• **DATA TO PROCESS**
PR #231, opened 2021-03-26
Retrieve sitemap profile URLs only after consuming result set in orde…

brianjlowe:
…r to avoid transaction errors with TDB. Resolve https://jira.lyrasis.org/browse/VIVO-1910

**[JIRA Issue](https://jira.lyrasis.org/browse/VIVO-1910)**: 

Fixes bug where sitemap.xml failed to generate when using TDB.

# What's new?
Profile URLs for the sitemap are retrieved after iterating through the ResultSet of person URIs.  This avoids the problem of trying to start a new TDB transaction while inside an existing one.  The sitemap will also retrieve a maximum of 50000 to conform to Google's limit.

# How should this be tested?
Use with TDB (default) and create a person or two from SiteAdmin if your database doesn't already have some.  Without the PR, a request for /sitemap.xml will result in an error in the browser ("no elements found ...").  After applying the pull request, sitemap.xml will render with a list of person URLs.

# Interested parties
@VIVO-project/vivo-committers

### DIFF
--- a/api/src/main/java/org/vivoweb/webapp/sitemap/SiteMapServlet.java
+++ b/api/src/main/java/org/vivoweb/webapp/sitemap/SiteMapServlet.java
@@ -2,29 +2,40 @@
 
 package org.vivoweb.webapp.sitemap;
 
-import org.apache.commons.lang3.StringUtils;
-import org.apache.jena.query.QuerySolution;
-import edu.cornell.mannlib.vitro.webapp.controller.VitroHttpServlet;
-import edu.cornell.mannlib.vitro.webapp.controller.VitroRequest;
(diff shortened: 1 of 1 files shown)


gneissone (approved):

• **ASSIGNED TASK**
Look through the entries for the string "with". Every line that has it belongs in the answer.

• **REPLY**
…r to avoid transaction errors with TDB. Resolve https://jira.lyrasis.org/browse/VIVO-1910
Use with TDB (default) and create a person or two from SiteAdmin if your database doesn't already have some.  Without the PR, a request for /sitemap.xml will result in an error in the browser ("no elements found ...").  After applying the pull request, sitemap.xml will render with a list of person URLs.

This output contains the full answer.